Many Missouri families and community stakeholders have little or inaccurate information about how ideas like charter schools or Empowerment Scholarship Accounts work or how they would impact their community.
So CEAM is bringing the debate over how to reimagine our education system into communities across Missouri with a planned series of “Community Conversations” focused on specific and current education issues. These events will feature national, regional, and local education experts sharing their knowledge and answering questions from the community.
The kick-off Community Conversation will feature Thomas B. Fordham Institute President Mike Petrilli and a panel of local education experts and school leaders discussing how charter school expansion would impact education in St.

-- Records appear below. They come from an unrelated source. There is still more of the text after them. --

PR #151, opened 2019-03-12
Decouple from tensorflow::Status to avoid unnecessary TF dependency

deadeyegoodwin:
A large but shallow change to replace tensorflow::Status with nvidia::inferenceserver::Status except where we are actually interacting with the TF or TFS API.

### DIFF
--- a/src/core/request_status.h
+++ b/src/core/request_status.h
@@ -1,4 +1,4 @@
-// Copyright (c) 2018, NVIDIA CORPORATION. All rights reserved.
+// Copyright (c) 2018-2019, NVIDIA CORPORATION. All rights reserved.
 //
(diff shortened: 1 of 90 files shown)


src/core/request_status.h
```diff
@@ -26,24 +26,24 @@
...
   static void Create(
       RequestStatus* status, uint64_t request_id, const std::string& server_id,
       RequestStatusCode code);
 
-  // Create a Status object from a TensorFlow status.
+  // Create a RequestStatus object a Status.
   static void Create(
       RequestStatus* status, uint64_t request_id, const std::string& server_id,
-      const tensorflow::Status& tf_status);
+      const Status& isstatus);
```
GuanLuo: is_status?

PR #153, opened 2019-03-13
Change L0_unit_test to get up-to-date TRT plan from dldata

deadeyegoodwin:


qa/L0_unit_test/test.sh
```diff
@@ -32,6 +32,24 @@ TEST_LOG="./unit_test.log"
...
+        testdata/autofill_sanity/bad_input_dims/1   \
+        testdata/autofill_sanity/unknown_input/1    \
+        testdata/autofill_sanity/empty_config/1     \
+        testdata/autofill_sanity/unknown_output/1   \
+        testdata/autofill_sanity/bad_output_dims/1  \
+        testdata/autofill_sanity/no_config/1        \
+        testdata/autofill_sanity/bad_output_type/1  \
+        testdata/autofill_sanity/too_few_inputs/1 ; do
+    mkdir -p /workspace/src/servables/tensorrt/$PATH
+    cp /data/inferenceserver/qa_model_repository/plan_float32_float32_float32/1/model.plan \
```
GuanLuo: Should we always perform `./gen_qa_model_repository` to make sure the test run outside of CI will also uses up-to-date plan?

deadeyegoodwin: We generate the CI models offline for two reasons:
1. Save time, since generating them for every CI is somewhat expensive.
2. Generating models requires running docker images, and since CI runs in docker that would require docker-in-docker which is sketchy (at least at the time the CI was set up).

GuanLuo: Ok, so as long as the users are following the [doc on testing](https://docs.nvidia.com/deeplearning/sdk/tensorrt-inference-server-guide/docs/test.html#), it should be fine.

PR #154, opened 2019-03-13
Add ensemble scheduler

GuanLuo:


src/core/backend.cc
```diff
@@ -241,9 +242,11 @@ InferenceBackend::SetConfiguredScheduler(
   if (config_.has_sequence_batching()) {
     RETURN_IF_ERROR(SequenceBatchScheduler::Create(
         config_, runner_cnt, OnInit, OnRun, &scheduler));
-  } else {
+  } else if (config_.has_dynamic_batching()) {
```
deadeyegoodwin: Dynamic batching has to be the default choice because if the model configuration does not list any scheduler then it should use the dynamic scheduler.

src/core/backend.h
```diff
@@ -102,6 +102,9 @@ class InferenceBackend {
       const uint32_t runner_cnt, Scheduler::StandardInitFunc OnInit,
       Scheduler::StandardRunFunc OnRun);
 
+  // Get the raw pointer to the scheduler of the servable.
+  Scheduler* GetRawScheduler() { return scheduler_.get(); }
```
deadeyegoodwin: Just "Scheduler". I know there are some Get prefixes on other functions but I plan to fix those.

src/servables/ensemble/ensemble_bundle.cc
```diff
@@ -57,10 +57,9 @@ EnsembleBundle::Init(const std::string& path, const ModelConfig& config)
...
 EnsembleBundle::SetInferenceServer(void* inference_server)
 {
-  // [TODO] Uncommon below after DLIS-290
-  // EnsembleScheduler* scheduler =
-  //    static_cast<EnsembleScheduler*>(scheduler_.get());
-  // RETURN_IF_ERROR(scheduler->SetInferenceServer(inference_server));
+  EnsembleScheduler* scheduler =
+      static_cast<EnsembleScheduler*>(GetRawScheduler());
+  RETURN_IF_ERROR(scheduler->SetInferenceServer(inference_server));
   return InferenceBackend::SetInferenceServer(inference_server);
```
deadeyegoodwin: It seems like you don't actually have to store inference_server_ in backend.h. The SetInferencServer() method can just do nothing by default.

src/core/ensemble_scheduler.h
```diff
@@ -0,0 +1,70 @@
...
+
+  // \see Scheduler::Enqueue()
+  void Enqueue(
+      const std::shared_ptr<ModelInferStats>& stats,
+      const std::shared_ptr<InferRequestProvider>& request_provider,
+      const std::shared_ptr<InferResponseProvider>& response_provider,
+      std::function<void(Status)> OnComplete) override;
+
+  // Set the inference server that the scheduler is communicating with
+  Status SetInferenceServer(void* inference_server)
```
deadeyegoodwin: Override

src/core/ensemble_scheduler.cc
```diff
@@ -0,0 +1,245 @@
...
+  static void Proceed(
+      const std::shared_ptr<EnsembleContext>& context,
+      const std::shared_ptr<EnsembleStep>& completed_step);
+
+  // Helper function that updates ensemble state given 'completed_step'
+  void UpdateEnsembleState(const std::shared_ptr<EnsembleStep>& completed_step);
+
+  // Helper function that returns a list of step that should be run
+  // under current state.
+  // 'ok' will be set to false if the ensemble context will not make any
```
deadeyegoodwin: 'ok' is not a good name. Do you 'deadlocked'? Or 'complete'?

src/core/ensemble_scheduler.cc
```diff
@@ -0,0 +1,245 @@
...
+    InferenceServer* is, const ModelConfig& config,
+    const std::unordered_map<std::string, EnsembleTensor>& ensemble_graph,
+    const std::shared_ptr<ModelInferStats>& stats,
+    const std::shared_ptr<InferRequestProvider>& request_provider,
+    const std::shared_ptr<InferResponseProvider>& response_provider,
+    std::function<void(Status)> OnComplete)
+    : is_(is), config_(config), ensemble_graph_(ensemble_graph), stats_(stats),
+      request_provider_(request_provider),
+      response_provider_(response_provider), OnComplete_(OnComplete)
+{
```
deadeyegoodwin: At some point, perhaps here, you need to grab servable handles (backends) for all the models you will need in the ensemble. Otherwise they could be unloaded while the ensemble is executing.

src/core/ensemble_scheduler.cc
```diff
@@ -0,0 +1,531 @@
...
+      *((*(*step)->backend_)()), (*step)->request_provider_->RequestHeader(),
+      &((*step)->response_provider_)));
+
+  return Status::Success;
+}
+
+Status
+EnsembleContext::FinishEnsemble()
+{
+  if (stats_ == nullptr) {
```
deadeyegoodwin: Overloading stats for this purpose is confusing...

src/core/ensemble_scheduler.cc
```diff
@@ -0,0 +1,531 @@
...
+    StepList res;
+    if (ensemble_status_.IsOk()) {
+      std::vector<size_t> updated_tensors;
+      ensemble_status_ = UpdateEnsembleState(completed_step, updated_tensors);
+      if (ensemble_status_.IsOk()) {
+        ensemble_status_ = GetNextSteps(updated_tensors, res);
+      }
+    }
+    // Error or no more progress (completed or deadlock)
+    if ((!ensemble_status_.IsOk()) || (inflight_request_counter_ == 0)) {
```
deadeyegoodwin: inflight_steps_counter_ would be a more meaningful name. I assume this is just to be extra safe since you verify that the emsemble graph is fully connected and has no loops?

Also, shouldn't you set some kind of error if you do finish the ensemble because of a deadlock?

src/core/ensemble_scheduler.cc
```diff
@@ -0,0 +1,531 @@
...
+}
+
+Status
+EnsembleContext::GetNextSteps(
+    const std::vector<size_t>& updated_tensors, StepList& steps)
+{
+  steps.clear();
+
+  std::set<size_t> next_step_idx;
+  // Get steps whose tensors used for input are set
```
deadeyegoodwin: This is not a very efficient way to execute the graph. We could have a more direct represntation of the graph so we don't have to iterate over all the tensors. It is fine for a first implementation but at some point we may need to refine it.

GuanLuo:
New changes since last review starts from this commit https://github.com/NVIDIA/tensorrt-inference-server/pull/154/commits/fc784b60833bb698ef4fc52fe43063d0d79ae482

src/core/ensemble_scheduler.h
deadeyegoodwin: Override is still missing on SetInferenceServer

GuanLuo: This is a new function for EnsembleScheduler, the Scheduler interface doesn't have this function. Should I also add this to Scheduler and default to do nothing?

deadeyegoodwin: My mistake, I thought it was the override from Backend.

Louis County. The event is open to the public and will be held on Wednesday, June 5 from 5:30 p.m. to 7:30 p.m. at Vue 17 in Clayton.
Mike Petrilli is president of the Thomas B. Fordham Institute, research fellow at Stanford University’s Hoover Institution, executive editor of Education Next, and a Distinguished Senior Fellow for Education Commission of the States. An award-winning writer, he is the author of The Diverse Schools Dilemma, and editor of Education for Upward Mobility. Petrilli has published opinion pieces in the New York Times, Washington Post, Wall Street Journal, Bloomberg View, and Slate, and appears frequently on television and radio. Petrilli helped to create the U.S. Department of Education’s Office of Innovation and Improvement, the Policy Innovators in Education Network, and, long, long ago, Young Education Professionals. He serves on the advisory boards of the Association of American Educators, MDRC, and Texas Aspires. He lives with his family in Bethesda, Maryland.
Petrilli will be joined by a growing panel of St. Louis area education experts including St. Louis University Dean of the School of Education Gary Ritter, Northside Community School founding Principal Stella Erondu, and The Opportunity Trust Executive in Residence Marcus Robinson.
Robinson was previously the CEO for the Memphis Education Fund and has a long history of starting and leading successful charter schools in Indianapolis.
Erondu worked in the St. Louis Public Schools for more than 20 years, before becoming the founding principal at North Side Community School where her leadership has made the school one of the best in the St. Louis region.
Ritter earned a Ph.D. in Education Policy in 2000 from the Graduate School of Education at the University of Pennsylvania. His research interests include volunteer tutoring programs, program evaluation, standards-based and accountability-based school reform, racial segregation in schools, the impact of pre-school care on school readiness, and school finance.
Additional panelists will be announced in the coming weeks.